I’m not going to sugar coat it – it sucked hardcore, and there were plenty of times where I questioned the point of recovering in the first place. I mean, of course it was great to have more energy and be rid of all the obsessions, but I just couldn’t stop beating myself up over the fact that I felt so far behind everyone else my age. Sure, I graduated college, had a job, owned my own place, and went about the daily motions, but there was still something missing. My social life was non-existent and, more often than not, it basically felt like I was just trying to get through the day. There were plenty of times where I’d be sitting at home in the evening, just waiting for a decent hour to strike so that I could finally go to sleep and put an end to the day… only to wake up and repeat the entire process again, and again, and again…
And the most frustrating part of all? I wasn’t doing anything about it. There was nothing stopping me from going out there and “living,” as they say, but it was almost like… I didn’t know how? Or I just wasn’t interested? Like I’d resigned myself to the way things were, even though the way things were wasn’t exactly how I wanted them to be. It was kind of a low-point for me.
Where am I going with all this? To be honest, I have no idea… I’m used to being able to give answers and offer advice, but I’m afraid I don’t quite have any when it comes to my current predicament – I’m still trying to figure it all out myself. Granted, things are a lot better than they used to be, but I can’t help but feel like I’m floating around in some kind of strange limbo. Yes, I have some things to look forward to, but they’ll take time, and the waiting game is driving me in.sane. I already feel like I wasted so much time, so the thought of wasting more is just… ugh.
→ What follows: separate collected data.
Issue #928, opened 2019-11-29
RGBCalibrate example - index out of bounds


toybuilder:

toybuilder:
Small change made to fix this in the example. Pull request made.

zackees:
Closing — fixed. @toybuilder's PR landed.

The example now declares `NUM_LEDS 7` (`examples/RGBCalibrate/RGBCalibrate.ino:30`), and the writes are `leds[0]` through `leds[6]` — indices 0–6, exactly 7 elements. In bounds.

Good catch, and the crash-on-ESP32 detail was the useful part: on AVR an out-of-bounds LED write silently corrupts adjacent memory (see #887, where it clobbered a neighbouring variable and looked like a variable spontaneously resetting), while the ESP32 faults outright. Same bug, and the platform that fails loudly is the one that makes it findable.

Worth noting the example is *meant* to have 7 entries — one per calibration colour plus a trailing off pixel — so raising `NUM_LEDS` was the right fix rather than dropping the last write.

PR #929, opened 2019-11-29
Index out-of-bounds

toybuilder:
Accessing leds[6] when NUM_LEDS==6 causes out-of-bounds access.  On ESP32, this causes an out-of-bounds exception and the program will not work.

Issue #928

### DIFF
--- a/examples/RGBCalibrate/RGBCalibrate.ino
+++ b/examples/RGBCalibrate/RGBCalibrate.ino
@@ -23,7 +23,7 @@
 //
 //////////////////////////////////////////////////
 
-#define NUM_LEDS 6
+#define NUM_LEDS 7
 
 // Data pin that led data will be written out over
 #define DATA_PIN 6
--- a/examples/RGBCalibrate/RGBCalibrate.ino
+++ b/examples/RGBCalibrate/RGBCalibrate.ino
@@ -66,7 +66,7 @@ void loop() {
     leds[3] = CRGB(0,0,255);
     leds[4] = CRGB(0,0,255);
     leds[5] = CRGB(0,0,255);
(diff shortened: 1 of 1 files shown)


jspolsky:
That is expected. When a C array has 6 elements they are numbered 0 through 5.

MartyMacGyver:
Note that this and a lot of other things are pending merge from https://github.com/FastLED/FastLED/pull/879 ... once they start merging changes again.

kriegsman:
Hi @toybuilder- and thank you very much for the PR, and the help.

Could I ask for a slight modification?  Instead of removing the write of black to  leds[6] which is out of bounds with the array declared as-is, could you instead change the definition of the leds array to be 7, so that the last pixel can be safely set to black?

We're trying to get things moving again here, and I really appreciate all the help with it.

toybuilder:
> Hi @toybuilder- and thank you very much for the PR, and the help.

You are welcome!  

> Could I ask for a slight modification? Instead of removing the write of black to leds[6] which is out of bounds with the array declared as-is, could you instead change the definition of the leds array to be 7, so that the last pixel can be safely set to black?

Done.  I'm still getting my feet wet with working with git under Github, so I hope the way I updated the branch is suitable for you.

> We're trying to get things moving again here, and I really appreciate all the help with it.

My pleasure.  I plan to use FastLED more in my future, so thank *you* and all other contributors!

MartyMacGyver:
@kriegsman Can you give a look to my PR #879 , which covers this and a lot of other related cleanups? Thanks!

kriegsman:
This problem was taken care of in #879; closing this PR.  Thanks for the help.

But I’m trying my best to stay positive, and if I’m being completely honest, that’s usually not all that hard… This is something I want to go into a little more detail about in a future post, but I really do see everything I’ve been through as a blessing in disguise. Sure, it was no walk in the park, but it taught me so much, and I really feel like I’ve come out of it a better and stronger person. Now if only I can keep trusting the rest of the process…
. – . – . – .
Can anyone relate?
Have you ever gone through a period of “limbo” where you felt like you were just waiting for something to happen? Any advice on how to handle it? I’m not quite sure if I should be doing something more proactive or just be… ugh… patient.